> **WHAT NEEDS TO BE DONE**
For each line in the data below that has the word "until", copy that line.

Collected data
PR #9806, opened 2026-01-16
fix(dashboard): meta image not working in production deploys

### LINKED ISSUE #6987: fix(dashboard): Fix image in link unfurling for prod
Vercel for some reason doesn't populate the meta image link properly in prod wallet-dashboard.

 `<meta name="og:image" content="http://localhost:3000/metadata-image.png"/>`

But it does in a preview instance

` <meta property="og:image" content="https://wallet-dashboard-aowg2qzb4-iota1.vercel.app/metadata-image.png"/>`

Related discus https://iotafoundation.slack.com/archives/C057SC8EW15/p1748007961683739

⚠ Make the necessary changes in the PR so we test on the `staging` environment, and only when confirmed that is works, we pass the solution to the `production` env

VmMad:
# Description of change

Fixes #6987 


apps/wallet-dashboard/lib/constants/metadata.constants.ts
```diff
@@ -0,0 +1,30 @@
+// Copyright (c) 2026 IOTA Stiftung
+// SPDX-License-Identifier: Apache-2.0
+
+import type { Metadata } from 'next';
+
+const PRODUCTION_BASE_URL = 'https://wallet-dashboard.iota.org';
```
marc2332: this got me thinking, can we maybe use https://vercel.com/docs/environment-variables/system-environment-variables#VERCEL_URL ? Would it make sense?

marc2332 (changes requested):

apps/wallet-dashboard/lib/constants/metadata.constants.ts
VmMad: in theory it uses it as default when metadataBase it's `undefined`, that's why i only defined it in production (the only place it fails): https://nextjs.org/docs/14/app/api-reference/functions/generate-metadata#default-value

VmMad: after more research it seems like the problem comes from the workflow: we are building locally in the machine, but `VERCEL_URL` is only set when the deploy is done in vercel, **not** with `vercel build && vercel deploy --prebuilt` bu rather with `vercel deploy ...` and we cannot do just change it to not build it in the CI because the deploy gets assigned to the last commit author, which would throw errors if for example the commit author is not in the vercel team

marc2332 (approved):

begonaalvarezd (approved):

PR #9809, opened 2026-01-16
upstream(core): Checkpoints that have been locally built by validators do not need tx-by-tx re-execution in CheckpointExecutor

jkrvivian:
# Description of change

- Port commit: 
  - https://github.com/MystenLabs/sui/commit/8e938bb4802483a3f6a4adedf7ccbb4abb916b7f
- Description:

When validators have built checkpoints locally, they have already done
the work of ensuring that transactions are executed. Comparing the local
vs certified checkpoint digest is sufficient to ensure that the
execution results agree.

Part of #9768

### DIFF
--- a/crates/iota-core/src/checkpoints/checkpoint_executor/mod.rs
+++ b/crates/iota-core/src/checkpoints/checkpoint_executor/mod.rs
@@ -84,25 +84,24 @@ pub(crate) struct CheckpointExecutionData {
     pub checkpoint_contents: CheckpointContents,
     pub tx_digests: Vec<TransactionDigest>,
     pub fx_digests: Vec<TransactionEffectsDigest>,
+}
+
+pub(crate) struct CheckpointTransactionData {
     pub transactions: Vec<VerifiedExecutableTransaction>,
     pub effects: Vec<TransactionEffects>,
+    pub executed_fx_digests: Vec<Option<TransactionEffectsDigest>>,
 }
 
 pub(crate) struct CheckpointExecutionState {
     pub data: CheckpointExecutionData,
-    executed_fx_digests: Vec<Option<TransactionEffectsDigest>>,
     accumulator: Option<Accumulator>,
     full_data: Option<CheckpointData>,
 }
 
 impl CheckpointExecutionState {
-    pub fn new(
-        data: CheckpointExecutionData,
-        executed_fx_digests: Vec<Option<TransactionEffectsDigest>>,
-    ) -> Self {
+    pub fn new(data: CheckpointExecutionData) -> Self {
         Self {
             data,
-            executed_fx_digests,
             accumulator: None,
             full_data: None,
         }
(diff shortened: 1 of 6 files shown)


polinikita (approved):

crates/iota-core/src/checkpoints/checkpoint_executor/mod.rs
```diff
@@ -396,14 +395,88 @@ impl CheckpointExecutor {
...
+        let (tx_digests, fx_digests): (Vec<_>, Vec<_>) = checkpoint_contents
+            .iter()
+            .map(|digests| (digests.transaction, digests.effects))
+            .unzip();
+
+        self.epoch_store
+            .insert_finalized_transactions(&tx_digests, sequence_number)
+            .expect("failed to insert finalized transactions");
+
+        CheckpointExecutionState::new(CheckpointExecutionData {
```
bingyanglin: Here in default the accumulator is set to be `None`, and later in our `commit_checkpoint` it passes this `None` to `accumulate_running_root `,  and then it will panic because it tries to read from disk and accumulator does not exist yet!(`state_accumulator.rs`, Line 338) So this is bug in the validator path. However in our fullnode path it explicitly sets the accumulator which is correct. See
```rust
            // The early versions of the accumulator (prior to effectsv2) rely on db
            // state, so we must wait until all transactions have been executed
            // before accumulating the checkpoint.
            ckpt_state.accumulator = Some(
                self.accumulator
                    .accumulate_checkpoint(&tx_data.effects, sequence_number, &self.epoch_store)
                    .expect("epoch cannot have ended"),
            );
```
in the `execute_checkpoint_fullnode()`.

This is fixe at https://github.com/MystenLabs/sui/pull/22103 though, where `notify_read_checkpoint_state_hasher().await` blocks until the background `CheckpointStateHasher` task has finished accumulating and called `notify()`. 

MystenLabs/sui#22103  should be ported with this PR when we merge to develop branch.

bingyanglin (approved):
Approved because my comment will be addressed in the future PR.

crates/iota-core/src/checkpoints/checkpoint_executor/mod.rs
jkrvivian: This is a change from the commit I’m trying to port here.

It will no longer panic on line 338 in `state_accumulator.rs`. If acc is None, it now falls back to the default function via `unwrap_or_else` and retrieves the checkpoint from the same tables that were previously used in `notify_read_checkpoint_state_accumulator`.

I skipped porting this part because `notify_read_checkpoint_state_accumulator` was removed in commit https://github.com/iotaledger/iota/commit/e9fe49532a#diff-d37f044885a5d8c94e295f27980979d6c249bf267ee3ce7c4748a8f72f9cd683L1370

bingyanglin: But is it possible we panic because data does not exist in `state_hash_by_checkpoint`? E.g., the executor's `commit_checkpoint` can be called before the background `CheckpointAccumulator` finishes. This happens because:

- Builder sends to channel (async, non-blocking)
- Builder writes `locally_computed_checkpoints` to DB
- Executor sees `locally_computed_checkpoints` exists -> takes validator path
- Executor calls `accumulate_running_root` with None
- Fallback reads `state_hash_by_checkpoint` -> NOT THERE YET -> panic

The old `notify_read_checkpoint_state_accumulator` would wait for the data to exist. The current `unwrap_or_else` fallback just reads, so if the data isn't there, it panics instead of waiting.

Or do I miss anything?

jkrvivian: Alright, there could be edge cases. Added in https://github.com/iotaledger/iota/pull/9809/commits/383fff7b0963072d693d32c1c183ce327c61042d

bingyanglin (approved):

roman1e2f5p8s (approved):
Approving CODEOWNERS file(s).

muXxer (approved):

> **OUTPUT FOR THIS EXERCISE**
            // state, so we must wait until all transactions have been executed
This is fixe at https://github.com/MystenLabs/sui/pull/22103 though, where `notify_read_checkpoint_state_hasher().await` blocks until the background `CheckpointStateHasher` task has finished accumulating and called `notify()`. 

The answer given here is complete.